PR #662, opened 2024-07-07
Don't use VSCode ESLint experimental flag anymore

Splines:
## **Changes**
- Don't use ESLint experimental flag anymore (it's now in the official plugin version)
- Add the `.docker` folder to hidden folders
- Remove custom Ruby LSP command. This was an attempt to mitigate https://github.com/Shopify/ruby-lsp-rails/issues/382, however it did not work (or rather was too much effort), so we just don't use the few Ruby LSP server-dependent features (for that we would have to run it inside docker containers) and stick with the static code analysis with is sufficient for us.

### DIFF
--- a/.vscode/settings.json
+++ b/.vscode/settings.json
@@ -13,7 +13,6 @@
         "source.fixAll.eslint": "explicit"
     },
     "eslint.format.enable": true, // use ESLint as formatter
-    "eslint.experimental.useFlatConfig": true,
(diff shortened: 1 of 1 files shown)


Splines:
Missing anything in terms of settings in VSCode? This might be a good time to add respective settings here.

fosterfarrell9 (approved):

**Task objective**
Pull out every line of the records above that contains the word "settings".

**Exercise result**
--- a/.vscode/settings.json
+++ b/.vscode/settings.json
Missing anything in terms of settings in VSCode? This might be a good time to add respective settings here.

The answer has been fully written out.